Question

If you react 3.1g of lead nitrate with 2.7g of potassium iodide, what is the theoretical yield of the lead iodide precipitate?

Answer 1

The reaction here is:

Pb(NO₃)₂(aq) + 2KI(aq) $\rightarrow$ PbI₂(s) + 2KNO₃(aq)

Thus we can see that 1 equivalent of lead nitrate reacts with 2 equivalents of potassium iodide to yield 1 equivalent of lead iodide precipitate.

Given, 3.1 g of lead nitrate = 3.1g/331.2g/mol = 9.36*10^-3 moles of lead nitrate (mol. weight of lead nitrate is 331.2 g/mol)

And, 2.7 g of potassium iodide = 2.7g/166g/mol = 16.26*10^-3 moles of potassium iodide (mol. weight of potassium iodide is 166 g/mol)

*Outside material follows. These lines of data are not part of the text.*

PR #150, opened 2021-01-30
Develop

Layrovell:
[DEMO LINK](https://Layrovell.github.io/react_movies-list-fetch-movies/)

### DIFF
--- a/src/components/FindMovie/FindMovie.js
+++ b/src/components/FindMovie/FindMovie.js
@@ -1,55 +1,109 @@
-import React from 'react';
+import React, { useState } from 'react';
 import './FindMovie.scss';
-
+import PropTypes from 'prop-types';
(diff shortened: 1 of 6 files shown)


src/components/FindMovie/FindMovie.js
```diff
@@ -1,55 +1,109 @@
...
+                if (!query) {
+                  setIsValidUrl(true);
+
+                  return;
+                }
+
+                props.addMovie(movie);
+                setQuery('');
+                setMoviePreview(false);
+              }}
```
varseniuk, line 87: let's make a separate function for this

varseniuk (changes requested):
The task says:

varseniuk (approved):
Good job  👍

Thus the ratio of lead nitrate to potassium iodide = 9.36:16.26 = 1:1.737

That means the amount of potassium iodide taken is less as compared to the chemical equation and it is the limiting reagent here. Thus the moles of Lead iodide expected to form = 16.26*10^-3/2 moles = 8.13*10^-3 moles of lead iodide.

Now the molecular weight of lead iodide is = 461.01 g/mol. Thus theoretical yield of precipitate lead iodide = 461.01 g/mol*8.13*10^-3 moles = 3.748 g.